= Try it =
Report how many lines in the entries below have the word "results" in them, and give no other words.

= Data to process =

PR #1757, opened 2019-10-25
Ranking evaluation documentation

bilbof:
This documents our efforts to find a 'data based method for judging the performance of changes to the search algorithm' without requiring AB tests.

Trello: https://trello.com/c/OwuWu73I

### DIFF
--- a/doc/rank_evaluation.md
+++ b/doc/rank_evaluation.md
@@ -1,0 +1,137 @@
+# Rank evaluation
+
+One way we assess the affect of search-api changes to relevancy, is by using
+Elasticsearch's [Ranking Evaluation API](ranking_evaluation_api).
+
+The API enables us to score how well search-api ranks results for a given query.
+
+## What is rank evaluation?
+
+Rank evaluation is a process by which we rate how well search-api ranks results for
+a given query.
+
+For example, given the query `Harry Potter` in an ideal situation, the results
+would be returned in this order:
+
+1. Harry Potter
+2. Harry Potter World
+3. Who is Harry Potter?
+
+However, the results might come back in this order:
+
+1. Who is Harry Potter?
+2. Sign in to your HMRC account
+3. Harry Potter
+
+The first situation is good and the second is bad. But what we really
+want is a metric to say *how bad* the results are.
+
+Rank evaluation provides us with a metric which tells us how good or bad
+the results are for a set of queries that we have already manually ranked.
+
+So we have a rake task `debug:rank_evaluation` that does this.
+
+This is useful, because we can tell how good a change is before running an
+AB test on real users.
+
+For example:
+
* * *
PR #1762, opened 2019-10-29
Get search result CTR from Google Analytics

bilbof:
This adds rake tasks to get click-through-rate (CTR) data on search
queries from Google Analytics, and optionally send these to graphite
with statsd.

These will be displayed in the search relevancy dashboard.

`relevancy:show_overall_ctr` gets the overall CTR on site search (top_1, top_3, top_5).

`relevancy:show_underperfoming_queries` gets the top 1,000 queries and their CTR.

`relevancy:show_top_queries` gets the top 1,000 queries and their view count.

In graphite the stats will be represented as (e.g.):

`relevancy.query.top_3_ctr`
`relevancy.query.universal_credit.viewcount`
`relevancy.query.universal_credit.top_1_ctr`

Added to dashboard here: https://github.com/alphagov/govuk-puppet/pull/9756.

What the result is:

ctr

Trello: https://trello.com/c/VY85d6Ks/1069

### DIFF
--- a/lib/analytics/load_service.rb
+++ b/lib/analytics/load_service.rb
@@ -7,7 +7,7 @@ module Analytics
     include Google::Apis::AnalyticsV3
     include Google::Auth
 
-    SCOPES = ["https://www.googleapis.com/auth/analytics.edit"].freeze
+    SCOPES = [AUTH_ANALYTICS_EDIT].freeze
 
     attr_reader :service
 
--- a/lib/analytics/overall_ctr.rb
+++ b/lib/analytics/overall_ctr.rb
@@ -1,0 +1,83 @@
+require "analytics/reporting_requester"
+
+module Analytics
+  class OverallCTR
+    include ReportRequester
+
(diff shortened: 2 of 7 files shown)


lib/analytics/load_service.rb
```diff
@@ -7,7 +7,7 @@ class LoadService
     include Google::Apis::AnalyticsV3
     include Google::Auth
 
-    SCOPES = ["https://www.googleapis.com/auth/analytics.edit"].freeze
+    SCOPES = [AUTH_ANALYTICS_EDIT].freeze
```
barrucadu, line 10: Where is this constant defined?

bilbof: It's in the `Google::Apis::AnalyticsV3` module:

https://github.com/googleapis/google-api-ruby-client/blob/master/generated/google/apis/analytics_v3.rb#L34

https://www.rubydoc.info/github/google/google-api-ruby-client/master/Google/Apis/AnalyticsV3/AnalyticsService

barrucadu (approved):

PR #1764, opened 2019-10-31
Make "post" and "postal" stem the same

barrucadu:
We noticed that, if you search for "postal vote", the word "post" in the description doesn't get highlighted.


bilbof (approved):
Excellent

= Exercise answer =
6